Oder wie wäre es, wenn man einmal wie bei der Verkehrskontrolle ins Röhrchen bläst und sofort weiß, ob man Darmkrebs in sich trägt? Was sich wie Science Fiction anhört, könnte ebenfalls bald Wirklichkeit werden und für einen ungeahnten Boom bei der Teilnahme sorgen: Dass Hunde Darmkrebs erschnüffeln können war schon länger bekannt. Israelische Wissenschaftler haben dieses Prinzip nun mechanisiert und einen Atemtest zur Darmkrebsfrüherkennung entwickelt. Unter der Leitung von Professor Hossam Haick vom Technion Israel Institute of Technology in Haifa, wurde nicht nur das Na-Nose genannte Testgerät für die Praxis, sondern auch die als Sniffphone betitelte Technik fürs Smartphone entwickelt. Na-Nose wurde bereits international lizensiert und ist daher vielleicht auch bald in Deutschland verfügbar. Selbst wenn Na- Nose zwar keine Vorstufen, sondern nur ein bereits vorhandenes Karzinom erkennt, wäre diese Früherkennungsmethode aufgrund ihrer wohl hohen Compliance ein geeignetes Mittel um Darmkrebs frühzeitig entdecken und dann erfolgreich behandeln zu können.

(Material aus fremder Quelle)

PR #57, opened 2022-07-21
Fix a comment about where legalize_epcc is used.

rmn30:
This is quite important as it affects the 
behaviour of sentries installed in xEPCC.


nwf:
Well that's just embarrassing.  The comment was correct when it was introduced in https://github.com/CTSRD-CHERI/sail-cheri-riscv/pull/21/commits/3565d5e10b75eaf9ce1fc557b528bade41204064, but within the same PR, https://github.com/CTSRD-CHERI/sail-cheri-riscv/pull/21/commits/09250510b11d752f0b2ef3c7fda9a516bc35ff1 made it out of date.  D'oh!

nwf (approved):

PR #59, opened 2022-08-24
Add CGetTop

arichardson:
This instruction returns the top of a capability (i.e. one byte past the
end), or an all-ones value for full-address-space capabilities (just
like CGetLen). This can be used instead of a saturating add of base+length.


nwf (approved):
LGTM

arichardson:
@jrtc27 does this look okay?

arichardson:
ping

PR #61, opened 2022-10-31
Add bool for writing to destination reg to RVFI output

francislaus:
In sail, when an instruction writes to a register, the register number will also be written to the `rvfi_rd_addr` field (if it has been built for RVFI output). When an instruction has no destination register, the `rvfi_rd_addr` remains zero. The CClear instruction in the CHERI is an exception to the regular RISC-V instruction format. It can write to up to eight registers. However, CClear has no destination register, but rather a two-bit immediate determining which quarter of the register file this instruction will write to.

Currently, the sail implementation for CClear writes the highest register number to `rvfi_rd_addr`. This PR changes this behaviour and never writes a destination register to the field, which results in the field containing zeros. I think this is the correct behaviour for the model as the `rvfi_rd_addr` field cannot correctly represent the destination register behaviour of CClear.

### DIFF
--- a/src/cheri_insts.sail
+++ b/src/cheri_insts.sail
@@ -783,7 +783,7 @@ function clause execute (CClear(q, m)) = {
       if q_u == 0 & i == 0 then
         DDC = null_cap
       else
-        C(8 * q_u + i) = null_cap;
+        wC (false, 8 * q_u + i, null_cap);
   RETIRE_SUCCESS
 }
 
--- a/src/cheri_regs.sail
+++ b/src/cheri_regs.sail
@@ -103,8 +103,8 @@ function rC r = {
 }
 
 /* writes a register with a capability value */
-val wC : forall 'n, 0 <= 'n < 32. (regno('n), regtype) -> unit effect {wreg, escape}
-function wC (r, v) = {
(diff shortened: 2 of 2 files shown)


src/cheri_insts.sail
```diff
@@ -783,7 +783,7 @@ function clause execute (CClear(q, m)) = {
       if q_u == 0 & i == 0 then
         DDC = null_cap
       else
-        C(8 * q_u + i) = null_cap;
+        wC (false, 8 * q_u + i, null_cap);
```
PeterRugg, line 786: This is the bit that will show in the ISA doc, and the no-context `false` may be confusing. I wonder if there's a clearer way, for example wrapping wc(false, ....) in a function. Not sure what to call that function though, since RVFI isn't really visible from the instruction-level description.

PeterRugg:
> Why not have it auto detect when it’s been called twice?

I thought about that, but what if you call it with an immediate where only one bit is set?

jrtc27:
Then it reports a single register write, which is accurate?

PeterRugg:
Hmm, I guess that's one way of looking at it. It might be a little tricky to have Toooba detect that case, although if we're not hoping to synthesise with RVFI there's probably an easy enough hacky way to do it.

PR #301, opened 2018-04-22
Fixed PostMessage error bug.  fixed #294

asiyani:
Added condition to check `SlackResponse` for any Error.
[info](https://api.slack.com/web)
```
{
    "ok": true,
    "stuff": "This is good"
}
```
```
{
    "ok": false,
    "error": "something_bad"
}
```
if `SlackResponse.Ok` is false `SendMessageContext` will return an Error.

If any issue please let me know.

Thank you.

PR #307, opened 2018-05-06
cleanup some error handling

james-lawrence:
SlackResponse and WebResponse were basically identical, this standardizes on WebResponse and adds a utility error method to WebResponse to clean up error handling throughout the library.

this is the base work I requested for #301, and includes the fix from that PR.

### DIFF
--- a/bots.go
+++ b/bots.go
@@ -16,7 +16,7 @@ type Bot struct {
 
 type botResponseFull struct {
 	Bot `json:"bot,omitempty"` // GetBotInfo
-	SlackResponse
+	WebResponse
 }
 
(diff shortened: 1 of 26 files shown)


dvdplm:
Not loving the `WebResponse` name tbh: "web" is such a generic term and implies web pages are involved. Both are public types but I wonder if that is really necessary. I do like the utility error method and cleanup. Are there were methods returning `SlackResponse` or `WebResponse` directly? I am pretty sure this will break some of Chatlios code (/cc @jeberly ) for instance.

james-lawrence:
no methods return them directly unfortunately both were exposed on bunch of types though. I didn't like either name either. =) happy to switch it though.

PR #308, opened 2018-05-07
Improve usage of interface{} in the HTTP helper functions

theckman:
The HTTP helper functions (post and postForm) take an `intf interface{}`
parameter, with the goal of using it to unmarshal the JSON response. This
requires that those calling the helper functions pass in a pointer to the type
they want to unmarshal the JSON in to.

The `parseResponseBody` function was a bit different in that it took a
`*interface{}` instead. Looking at its behaviors, this looks to have been
accidental when the unmarshaling behavior was implemented early on (1b96f659ad).
`json.Unmarshal` needs the `interface{}` value itself to contain a pointer, it
doesn't need to (and probably shouldn't) be a pointer.

To go in to deeper detail, the `interface{}` itself encapsulates the original
value and its type. When the JSON Unmarshaler tries to use the value within the
interface, it needs it to be a pointer so that it can manipulate the data and
set the values. The interface being a pointer only allows you to change what
data it encapsulates, and that's not generally how you'd use `interface{}` with
JSON.

This change updates the `*interface{}` typed argument of `parseResponseBody` to
be `interface{}` instead, and updates all of the call sites to use the new API.

Signed-off-by: Tim Heckman <t@heckman.io>

### DIFF
--- a/misc.go
+++ b/misc.go
@@ -66,7 +66,7 @@ func fileUploadReq(ctx context.Context, path, fieldname, filename string, values
 	return req, nil
 }
 
-func parseResponseBody(body io.ReadCloser, intf *interface{}, debug bool) error {
+func parseResponseBody(body io.ReadCloser, intf interface{}, debug bool) error {
 	response, err := ioutil.ReadAll(body)
 	if err != nil {
 		return err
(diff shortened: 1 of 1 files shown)


dvdplm:
lgtm

james-lawrence:
@theckman you're absolutely correct, I noticed this as well but never bothered to deal with it =)

PR #309, opened 2018-05-08
Read user response metadata from correct JSON key

tbroadley:
I noticed that `GetUsers` does not retrieve all results when there are more than 200 users in an organization. I believe this is happening because the API calls in `users.go` are looking for response metadata under the "metadata" key of the response, whereas the metadata are actually found under the "response_metadata" key.

### DIFF
--- a/users.go
+++ b/users.go
@@ -173,7 +173,7 @@ type userResponseFull struct {
 	User         `json:"user,omitempty"` // GetUserInfo
 	UserPresence                         // GetUserPresence
 	WebResponse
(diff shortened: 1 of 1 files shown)


james-lawrence:
huh, what about the user list pagination? is that also broken? I would suspect it is.

james-lawrence:
ops misread the code, yes pagination is broken for this reason. going to fix conflict and merge. :disappointed: my bad.

tbroadley:
Nice, much appreciated!

PR #314, opened 2018-05-10
add custom UnmarshalJSON to JSONTime

nl5887:
the UnmarshalJSON function will unmarshal both json string and ints, this
prevents issues while importing slack archives.


info.go
```diff
@@ -127,6 +128,23 @@ func (t JSONTime) Time() time.Time {
 	return time.Unix(int64(t), 0)
 }
 
+// UnmarshalJSON will unmarshal both string and int JSON values
+func (t *JSONTime) UnmarshalJSON(buf []byte) error {
+	s := buf
+
+	if s[0] == '"' {
```
james-lawrence: may result in a panic.

mind switching to using trim?

```
bytes.Trim(buf, `"`)
```

nl5887:
Good one, thx & fixed.

PR #320, opened 2018-05-22
Capture response metadata properly

freeformz:
This also removes an extraneous log statement.


freeformz:
I am using this patch applied to vendor here: https://github.com/flexd/slackinviter/pull/25 which powers https://invite.slack.golangbridge.org/

theckman (approved):

PR #321, opened 2018-05-23
Added support for interactive message buttons & Extended functionality of SendMessage

alexstojda:


slackevents/parsers.go
```diff
@@ -7,7 +7,7 @@ import (
 	"fmt"
 	"reflect"
 
-	"github.com/nlopes/slack"
+	"github.com/alexstojda/slack"
```
james-lawrence: these need to be fixed.

chat.go
```diff
@@ -128,13 +136,20 @@ func (api *Client) PostEphemeralContext(ctx context.Context, channelID, userID s
 }
 
 // UpdateMessage updates a message in a channel
-func (api *Client) UpdateMessage(channelID, timestamp, text string) (string, string, string, error) {
-	return api.UpdateMessageContext(context.Background(), channelID, timestamp, text)
+func (api *Client) UpdateMessage(channelID, timestamp, text string, params UpdateMessageParameters) (string, string, string, error) {
```
james-lawrence: changes to the arguments of this function won't be accepted. imo its a dead code path.

SendMessage is easier to extend.

chat.go
```diff
@@ -385,3 +400,19 @@ func MsgOptionPostMessageParameters(params PostMessageParameters) MsgOption {
 		return nil
 	}
 }
+
+func MsgOptionUpdateMessageParmeters(params UpdateMessageParameters) MsgOption {
```
james-lawrence: not sure what these add that isn't already available via SendMessage.

slackevents/action_events.go
```diff
@@ -0,0 +1,42 @@
...
+	ActionTimestamp  json.Number              `json:"action_ts"`
+	MessageTimestamp json.Number              `json:"message_ts"`
+	AttachmentId     json.Number              `json:"attachment_id"`
+	Token            string                   `json:"token"`
+	OriginalMessage  slack.Message            `json:"original_message"`
+	ResponseUrl      string                   `json:"response_url"`
+	TriggerId        string                   `json:"trigger_id"`
+}
+
+func UnmarshallMessageAction(payloadString string, p *MessageAction) {
```
james-lawrence: Unnecessary code. and swallows an error. also where does the print function come from.... that should be removed as well.

james-lawrence (changes requested):

james-lawrence:
changes to UpdateMessage seem unnecessary for this PR.

chat.go
alexstojda: Changes to the function are necessary to fully support the [chat.update](https://api.slack.com/methods/chat.update) API endpoint. 

Presently, the UpdateMessage function here only accepts updates to the text of a message itself. However, if a user wants to, for example, modify the attachments of an existing message, the present implementation does not allow this. My modifications allow for the full use of all the available options for `chat.update` defined in the slack API docs.

Please let me know if that clarifies things a bit for you on this, I'd be more than happy to further explain if needed.

chat.go
alexstojda: As mentioned in [this comment](https://github.com/nlopes/slack/pull/321/files#r194226603), it adds the missing functionality that the chat.update API endpoint provides, which is not yet used by the original definition of the UpdateMessage function.

slackevents/action_events.go
alexstojda: The function was wrongly named. It was, in fact, the parser for the MessageAction. I have moved it to the proper location of parsers.go and added the token verification option function just like the regular event parser.

chat.go
james-lawrence: Let me rephrase my original comment a little bit.

I know what you're trying to accomplish, however its already been accomplished via the SendMessage API. UpdateMessage is effectively deprecated functionality. No changes to it will be accepted that break compatibility.

If you feel some option is missing from the SendMessage API to accomplish your task then by all means add the necessary Option functions.

Then write the ~5 line function you want for your application's UpdateMessage Option function in your application.

slackevents/parsers.go
```diff
@@ -192,3 +192,24 @@ func ParseEvent(rawEvent json.RawMessage, opts ...Option) (EventsAPIEvent, error
...
+	}
+
+	cfg := &Config{}
+	cfg.VerificationToken = action.Token
+	for _, opt := range opts {
+		opt(cfg)
+	}
+
+	if !cfg.TokenVerified {
+		return MessageAction{}, errors.New("no")
```
james-lawrence: see https://github.com/nlopes/slack/pull/311#discussion_r193254321

chat.go
alexstojda: Ok, I see what you mean with SendMessage. 

That being said, I still feel that if you are going to implement the functionality of an endpoint, you should implement its full functionality as defined by the API provider. 

Also, is the change really breaking? If an argument isn't provided it will simply not add any extra information to the API request call, no? Thus any code that already uses this functionality should not experience any changes?

chat.go
james-lawrence: Here is an example: (not current possible without some minor additions):
In your application impement the following:
```
func MsgOptionUpdate(ts string) slack.MessageOption {
  return slack.MsgOptionCompose(slack.MsgOptionUpdate(ts), slack.MsgOptionAsUser(true), slack.MsgOptionLinkNames(true), slack.MsgOptionParse(true))
}
```
What is needed by this library:
```
func MsgOptionCompose(options ...MsgOption) MsgOption { ... }
func MsgOptionParse(b bool) MsgOption { ... }
func MsgOptionLinkNames(b bool) MsgOption { ... }
```

slackevents/parsers.go
alexstojda: I was wondering why the original error from ParseEvent was just "no" lol, I changed it to the same error text.

chat.go
alexstojda: @james-lawrence Would you mind explaining your example a bit more? I don't really follow. 

Also please read my reply to your other comment above :)

chat.go
james-lawrence: >is the change really breaking

yup definitely breaking. if code will not compile its a breaking change. We even consider some subtler changes where the API is identical but behaviour changes to be breaking.

We try to limit these events where possible. see issues related to API breaking changes that havent been done yet. This is the very reason UpdateMessage, PostMessage, DeleteMessage still exist. because removing them would break API compatibility. If we were willing to break compatibility I'd just remove them.

>I still feel that if you are going to implement the functionality of an endpoint, you should implement its full functionality as defined by the API provider.

Agreed, we differ on the definition of implemented. =) I'm claiming everything you are trying to accomplish can be (with possibly some minor extensions) using the existing SendMessage API.

alexstojda: Alright, I'll remove the changes for the sake of the rest of this PR.

chat.go
james-lawrence: MsgOptionUpdate -> your codes setup for performing a update message. this is specific to your code. everyone has a different implementation. some people update as user, some don't. others do not parse messages, some do. some add attachments, some don't. There is no one size fits all.

this is why it doesn't belong in the library.

The remaining 3 functions are what need to be implemented to replace your current changes to UpdateMessage. These methods are what should be in your PR to extend the functionality.
```
// this function combines multiple options into a single option.
func MsgOptionCompose(options ...MsgOption) MsgOption { 
  return func(c *sendConfig) {
     for _, opt := range options { opt(c) }
  }
 }
```

```
func MsgOptionParse(b bool) MsgOption {
  return func(c *sendConfig) {
    var v string
    if b { v = "1" } else { b = "0" }
    c.values.Set("parse", v)
  }
}
```

```
func MsgOptionUpdate(ts string) slack.MsgOption {
  return slack.MsgOptionCompose(slack.MsgOptionUpdate(ts), slack.MsgOptionAsUser(true), slack.MsgOptionLinkNames(true), slack.MsgOptionParse(true))
}

// in your application
client.SendMessage(channelId, msg, MsgOptionUpdate(ts), MsgOptionAttachments(a))
```

chat.go
alexstojda: However, please elaborate on your example so I can make the implementation in my project

james-lawrence: see https://github.com/nlopes/slack/pull/321#discussion_r194229460 =)

chat.go
alexstojda: Alright added the functions in the latest commit

chat.go
```diff
@@ -331,6 +331,23 @@ func MsgOptionDisableMarkdown() MsgOption {
 	}
 }
 
+// this function combines multiple options into a single option.
+func MsgOptionCompose(options ...MsgOption) MsgOption {
+	return func(c *sendConfig) error {
+		for _, opt := range options { opt(c) }
```
james-lawrence: you'll want to return the first error from applying the options.

forgot the signature included an error or I would have put that in the example.

james-lawrence (approved):

PR #323, opened 2018-05-24
Add call to users.conversations

asvoboda:
Implements https://api.slack.com/methods/users.conversations

### DIFF
--- a/conversation.go
+++ b/conversation.go
@@ -64,6 +64,13 @@ type GetUsersInConversationParameters struct {
 	Limit     int
 }
 
+type GetConversationsForUserParameters struct {
+	UserID string
+	Cursor string
+	Types  []string
+	Limit  int
+}
+
 type responseMetaData struct {
 	NextCursor string `json:"next_cursor"`
 }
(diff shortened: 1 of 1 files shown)


asvoboda:
Is there anything else that you'd like me to add to this PR?

conversation.go
```diff
@@ -100,6 +107,41 @@ func (api *Client) GetUsersInConversationContext(ctx context.Context, params *Ge
 	return response.Members, response.ResponseMetaData.NextCursor, nil
 }
 
+// GetConversationsForUser returns the list conversations for a given user
+func (api *Client) GetConversationsForUser(params *GetConversationsForUserParameters) (channels []Channel, nextCursor string, err error) {
+	return api.GetConversationsForUserContext(context.Background(), params)
+}
+
+// GetConversationsForUserContext returns the list conversations for a given user with a custom context
+func (api *Client) GetConversationsForUserContext(ctx context.Context, params *GetConversationsForUserParameters) (channels []Channel, nextCursor string, err error) {
```
james-lawrence, line 116: it'd be better if you returned the entire GetConversationsForUserParameters data for use. slightly easier to use as an API.

james-lawrence (commented):
overall looks fine, 1 minor comment. sorry about the delay in reviewing.

conversation.go
asvoboda: It seems like the rest of the conversation.go method have the same api that lets delegates that work to the caller. I didn't want to introduce a new method that functioned differently. I can definitely add another higher level method for the caller to return all data if you'd like.

james-lawrence: fair point, can always change it later.

conversation.go
```diff
@@ -100,6 +107,41 @@ func (api *Client) GetUsersInConversationContext(ctx context.Context, params *Ge
...
+	}
+	if params.Types != nil {
+		values.Add("types", strings.Join(params.Types, ","))
+	}
+	response := struct {
+		Channels         []Channel        `json:"channels"`
+		ResponseMetaData responseMetaData `json:"response_metadata"`
+		SlackResponse
+	}{}
+	err = post(ctx, api.httpclient, "users.conversations", values, &response, api.debug)
```
richmondwang, line 135: this should be `postSlackMethod`? 
builds are failing now.

suzuki-shunsuke: I send PR to fix it.

https://github.com/nlopes/slack/pull/401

Das Wesentliche an der echten Darmkrebsvorsorge bleibt, dass man Vorstufen von Darmkrebs erkennen will und durch ihr Abtragen verhindert, dass Krebs entsteht. Das passende Ergebnis zu dieser Vorsorge liefert ein Urintest aus Kanada. Der PolypDX der Firma Metabolomic Technologies identifiziert Moleküle im Urin, die für Vorstufen von Darmkrebs, die sogenannten Polypen signifikant sind. Erste Studien mit dem Test zeigen vielversprechende Ergebnisse und sehr hohe Detektionsraten. Und durch die vermutlich hohe Akzeptanz, verspricht diese Methode eine hohe Teilnahmerate.

Auch im Bereich Big Data gegen Darmkrebs liegt Israel vorn. Das Start-up Medial EarlySign aus Tel Aviv verspricht ein Frühwarnsystem für Darmkrebs auf Basis gewöhnlicher Laborwerte, die bei routinehaften Blutuntersuchungen gewonnen werden. Das soll mit medizinischen Daten von Millionen Menschen auf der ganzen Welt gelingen. Eine Megaplattform errechnet in mathematischen Modellen versteckte Signale in den Laborwerten von Blutproben und identifiziert Menschen mit hohem Risiko für Darmkrebs. Inspiriert durch selbstlernende Mechanismen von Trading-Datenbanken, wurde das Modell anhand von Daten bereits erkrankter Patienten entwickelt.

Bis all diese Methoden nicht mehr nur Zukunftsmusik, sondern Realität der Regelversorgung werden, vergehen aber noch Jahre. Bis dahin bieten die aktuellen gesetzlichen Präventionsmöglichkeiten gegen Darmkrebs Stuhltest und Darmspiegelung hervorragende Möglichkeiten, gesund zu bleiben. Vorausgesetzt, man nimmt sie in Anspruch.